Compile the textual mlir program to CUDA Tile IR bytecode: cuda-tile-translate example.mlir --bytecode-version=13.1 --mlir-to-cudatilebc --no-implicit-module -o example.tilebc.
For AoT compilation, compile the bytecode file to a cubin: tileiras --gpu-name sm_100 example.tilebc -o example.cubin.
1. Substitute sm_100 with your supported target architecture.
2. To JIT compile the bytecode at launch time, skip this step and replace example.cubin with example.tilebc in host_example.cpp.
Compile the host program: g++ example_host.cpp -o example -I/usr/local/cuda/include -L/usr/local/cuda/lib64 -lcuda.
1. Substitute g++ with your C++ compiler, and the paths with the correct paths to your CUDA headers and libraries.
Execute: ./example.

You should see the following terminal output:

Running example module
Data: [0.000000, 5.000000, 10.000000, 15.000000, 20.000000, 25.000000, 30.000000, 35.000000, 40.000000, 45.000000, 50.000000, 55.000000, 60.000000, 65.000000, 70.000000, 75.000000, 80.000000, 85.000000, 90.000000, 95.000000, 100.000000, 105.000000, 110.000000, 115.000000, 120.000000, 125.000000, 130.000000, 135.000000, 140.000000, 145.000000, 150.000000, 155.000000, 160.000000, 165.000000, 170.000000, 175.000000, 180.000000, 185.000000, 190.000000, 195.000000, 200.000000, 205.000000, 210.000000, 215.000000, 220.000000, 225.000000, 230.000000, 235.000000, 240.000000, 245.000000, 250.000000, 255.000000, 260.000000, 265.000000, 270.000000, 275.000000, 280.000000, 285.000000, 290.000000, 295.000000, 300.000000, 305.000000, 310.000000, 315.000000, 320.000000, 325.000000, 330.000000, 335.000000, 340.000000, 345.000000, 350.000000, 355.000000, 360.000000, 365.000000, 370.000000, 375.000000, 380.000000, 385.000000, 390.000000, 395.000000, 400.000000, 405.000000, 410.000000, 415.000000, 420.000000, 425.000000, 430.000000, 435.000000, 440.000000, 445.000000, 450.000000, 455.000000, 460.000000, 465.000000, 470.000000, 475.000000, 480.000000, 485.000000, 490.000000, 495.000000, 500.000000, 505.000000, 510.000000, 515.000000, 520.000000, 525.000000, 530.000000, 535.000000, 540.000000, 545.000000, 550.000000, 555.000000, 560.000000, 565.000000, 570.000000, 575.000000, 580.000000, 585.000000, 590.000000, 595.000000, 600.000000, 605.000000, 610.000000, 615.000000, 620.000000, 625.000000, 630.000000, 635.000000]

Contributions and Support

Note: We are currently not accepting external contributions.
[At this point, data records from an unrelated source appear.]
PR #183, opened 2024-12-09
Improve Exception Handling in Pre and Post Run Methods SCMSUITE-10131 SO107

dormrod:
# Description 

The behaviour of exceptions raised in `prerun` and `postrun` methods of jobs was inconsistent and had issues, for example:

* `SingleJob` with a serial runner would raise the exception in the main thread and so kill the script entirely (not just fail a job)
* With a parallel runner, any exceptions would only get raised on the spawned thread and not be surfaced on the main thread, so there is a discrepancy in behaviour
* A multi-job which had a job which raised an exception in a child job would deadlock. This is because the parent job would never be notified that the job had finished

This PR makes this behaviour consistent, by catching any exception raised in these job steps, marking the job as complete, and storing the error message.

# Changes 

To achieve this, the following changes were made:

* The method `get_errormsg` which was already implemented on the `AMSJob` has been added to the `Job` base class with some basic implementation
* Add the decorator `_fail_on_exception` which handles exceptions for functions, marks the job and complete and notifies the parent multi-job
* Apply this decorator to `_prepare`, `_execute` and `_finalize`
* Store the exception trace in `_error_msg` which can be used by `get_errormsg` 

The following changes were also made:

* Fix some mypy issues that were flagged on the latest version 
* Convert the `Job` to an actual abstract base class instead of just raising exceptions when the methods were called

### DIFF
--- a/core/basejob.py
+++ b/core/basejob.py
@@ -4,8 +4,9 @@ import stat
 import threading
 import time
 from os.path import join as opj
-from typing import TYPE_CHECKING, Dict, Generator, Iterable, List, Optional, Union
+from typing import TYPE_CHECKING, Dict, Generator, Iterable, List, Optional, Union, Callable, Any
 from abc import ABC, abstractmethod
+import traceback
 
 from scm.plams.core.enums import JobStatus
 from scm.plams.core.errors import FileError, JobError, PlamsError, ResultsError
@@ -27,6 +28,26 @@ if TYPE_CHECKING:
     from scm.plams.core.jobrunner import JobRunner
 
 __all__ = ["SingleJob", "MultiJob"]
+
+
+def _fail_on_exception(func: Callable[["Job", Any], Any]) -> Callable[["Job", Any], Any]:
+    """Decorator to wrap a job method and mark the job as failed on any exception."""
+
+    def wrapper(self: "Job", *args, **kwargs):
+        try:
+            return func(self, *args, **kwargs)
+        except:
+            # Mark job status as failed and the results as complete
+            self.status = JobStatus.FAILED
+            self.results.finished.set()
+            self.results.done.set()
+            # Notify any parent multi-job of the failure
+            if self.parent and self in self.parent:
+                self.parent._notify()
+            # Store the exception message to be accessed from get_errormsg
+            self._error_msg = traceback.format_exc()
+
+    return wrapper
 
 
 class Job(ABC):
@@ -130,6 +151,7 @@ class Job(ABC):
         """
         if self.status != JobStatus.CREATED:
             raise JobError("Trying to run previously started job {}".format(self.name))
+        self._error_msg = None
         self.status = JobStatus.STARTED
         self._log_status(1)
 
@@ -217,6 +239,7 @@ class Job(ABC):
 
     # =======================================================================
 
+    @_fail_on_exception
     def _prepare(self, jobmanager: "JobManager") -> bool:
         """Prepare the job for execution. This method collects steps 1-7 from :ref:`job-life-cycle`. Should not be overridden. Returned value indicates if job execution should continue (|RPM| did not find this job as previously run)."""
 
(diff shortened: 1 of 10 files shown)


interfaces/adfsuite/ams.py
```diff
@@ -1802,8 +1802,8 @@ def get_density_along_axis(
 
         start_step, end_step, every, _ = self._get_integer_start_end_every_max(start_fs, end_fs, every_fs, None)
         nEntries = self.readrkf("History", "nEntries")
-        coords = np.array(self.get_history_property("Coords")).reshape(nEntries, -1, 3)
-        coords = coords[start_step:end_step:every]
+        history_coords = np.array(self.get_history_property("Coords")).reshape(nEntries, -1, 3)
```
dormrod, line 1805: (mypy complaint)

core/basejob.py
```diff
@@ -28,7 +30,27 @@
...
+    def wrapper(self: "Job", *args, **kwargs):
+        try:
+            return func(self, *args, **kwargs)
+        except:
+            # Mark job status as failed and the results as complete
+            self.status = JobStatus.FAILED
+            self.results.finished.set()  # type: ignore
+            self.results.done.set()  # type: ignore
+            # Notify any parent multi-job of the failure
+            if self.parent and self in self.parent:  # type: ignore
```
dormrod, line 45: This is the line without which the multi-job hangs indefinitely

mol/molecule.py
```diff
@@ -1509,7 +1509,7 @@ def get_complete_molecules_within_threshold(self, atom_indices, threshold: float
         D = distance_array(solvated_coords, solvated_coords)[zero_based_indices]
         less_equal = np.less_equal(D, threshold)
         within_threshold = np.any(less_equal, axis=0)
-        good_indices = [i for i, value in enumerate(within_threshold) if value]
+        good_indices = [i for i, value in enumerate(within_threshold) if value]  # type: ignore
```
dormrod, line 1512: (mypy complaint - this is always fine as the axis is specified)

core/basejob.py
```diff
@@ -28,7 +30,27 @@
...
 
 
-class Job:
+def _fail_on_exception(func):
+    """Decorator to wrap a job method and mark the job as failed on any exception."""
+
+    def wrapper(self: "Job", *args, **kwargs):
+        try:
+            return func(self, *args, **kwargs)
+        except:
```
robertrueger: Are we sure we want a bare `except` here? This will also capture things like `KeyboardInterrupt`, probably making ctrl+c somewhat unreliable. It will usually stop the script, but not if it happens to be inside of the `try` block when you press it. `SystemExit` will also be captured here ...

See: https://docs.python.org/3/library/exceptions.html#exception-hierarchy

core/basejob.py
```diff
@@ -204,6 +239,7 @@ def postrun(self) -> None:
 
     # =======================================================================
 
+    @_fail_on_exception
```
robertrueger, line 242: Are we sure we want to have the try block so far on the outside? Now it basically includes a lot of "base class work" like registering the Job with the `JobManager`. My feeling is that if something goes wrong in that generic part, it is likely a PLAMS bug and not an issue with the actual job being run. We also don't want to be so liberal with the exception catching that PLAMS bugs are just flagged as failed jobs. IMHO the job should only fail if there was an issue with the job itself.

robertrueger (commented):
I did not run tests yet, but code looks good to me. We should think a bit about which exceptions in job execution should be caught, and which ones should not. It seems that we are very liberally catching a lot now ...

core/basejob.py
dormrod: Thanks, updated to be `except Exception`.  I am not sure we can do better than that, as the user could raise any custom exception they like in the pre/post run

core/basejob.py
dormrod: It's a fair point. Could just wrap the the `prerun` and `postrun` methods, but I guess the issue here is how do we want a PLAMS bug to manifest? At the moment with a parallel job runner, an exception will not get flagged anyway to the user and the job will hang indefinitely. 

Now such a bug would flag as a failed job, and the error message would at least contain the exception message. My concern atm is that PLAMS is very fragile to deadlocking when any exception is raised

robertrueger: Alright!

robertrueger (approved):

PR #184, opened 2024-12-12
Add job status logging to job logger csv SCMSUITE-10132 SO107

dormrod:
# Description

Add a job status tracker to the base plams job, which stores the status and the timestamp at which it was changed.

Add a field to the job logging csv, which shows the timeline of these status changes. This can be useful for analysing how long jobs take and when they start running etc. which can be useful for job analysis.

An example would be:
```
2024-12-12 10:43:48 created -> 2024-12-12 10:43:48 started -> 2024-12-12 10:43:48 registered -> 2024-12-12 10:43:48 running -> 2024-12-12 10:43:51 finished -> 2024-12-12 10:43:51 successful
```

### DIFF
--- a/core/basejob.py
+++ b/core/basejob.py
@@ -2,9 +2,10 @@ import copy
 import os
 import stat
 import threading
+import datetime
 import time
 from os.path import join as opj
-from typing import TYPE_CHECKING, Dict, Generator, Iterable, List, Optional, Union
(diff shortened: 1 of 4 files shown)


GiulioIlBen (approved):
It is great and simple. Sorry for the delay.

PR #185, opened 2024-12-20
Improve Input File Generation For UCS and PISA SCMSUITE-10150 SO107

dormrod:
# Description

Efficiency improvements for generating AMS input files for `AMSJob`. This turned out to be a more complex change than expected due to the fact there are multiple ways of setting up the job:

* The input settings can either be a `Settings` object, or an input class from PISA. These settings can contain a `System` block which may have atoms / system modification keywords (like symmetrise etc.)
* The molecule can either be one or more `Molecule` instances or `ChemicalSystem`

The advantage of PISA/UCS is that these objects can be serialised directly to text, without having to go via a settings object themselves, which can be quite inefficient for large systems.

The complication comes when a system has been supplied on the settings object itself. In this case, for backwards compatibility, the system blocks must be merged. This requires serialisation via settings.

## Summary of Behaviour

* If there is no system block in the input settings and we have PISA, then we can serialise settings straight to text and add the system blocks. If the molecule is a chemical system, this can also be serialised directly to text.
* If there is a system block and we have PISA, we need to merge them. This requires converting all systems to settings and the PISA to settings, merging them, then overwriting the system block text. This was previously broken as it did not merge/deduplicate information correctly.
* If we do not have PISA, and there is no system block in the settings, then chemical systems can be serialised straight to text, and molecules as normal.
* If we do not have PISA, and there is a system block in the settings, then the chemical system must also be serialised to a settings object still

## Summary of Improvements

* In the most common case where there is no system block in the settings, chemical systems will be converted directly to text, avoiding the settings object
* Existing behaviour has been fixed in a backwards compatible way, so worst case we always serialise to settings objects and combine them
* Lots of unit tests added for generating these input files through various permutations/combinations of single/multiple molecules/chemical systems with(out) PISA

### DIFF
--- a/interfaces/adfsuite/ams.py
+++ b/interfaces/adfsuite/ams.py
@@ -2576,14 +2576,14 @@ class AMSJob(SingleJob):
         Special values can be indicated with *special* argument, which should be a dictionary having types of objects as keys and functions translating these types to strings as values.
         """
 
-        def unspec(value):
+        def unspec(value) -> str:
             """Check if *value* is one of a special types and convert it to string if it is."""
             for spec_type in special:
                 if isinstance(value, spec_type):
                     return special[spec_type](value)
             return value
 
-        def serialize(key, value, indent, end="End"):
+        def serialize(key: str, value, indent: int, end: str = "End") -> str:
             """Given a *key* and its corresponding *value* from the |Settings| instance produce a snippet of the input file representing this pair.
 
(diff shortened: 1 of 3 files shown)


robertrueger (approved):
Seems to work! The new code is not exactly pretty, but still prettier and faster than the old one was. (That part of PLAMS could really use some refactoring where this basic functionality is moved out of the AMSJob class into a common base class used by our other job classes.)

While CUDA Tile is an open-source project, we are not accepting external contributions at this time. The project is under active development with a focused roadmap. We encourage you to use GitHub Issues to report bugs, provide feedback, and share your experiences with CUDA Tile. Your input helps us improve the project and prioritize future development.

CUDA Tile IR is licensed under the Apache License v2.0 with LLVM Exceptions.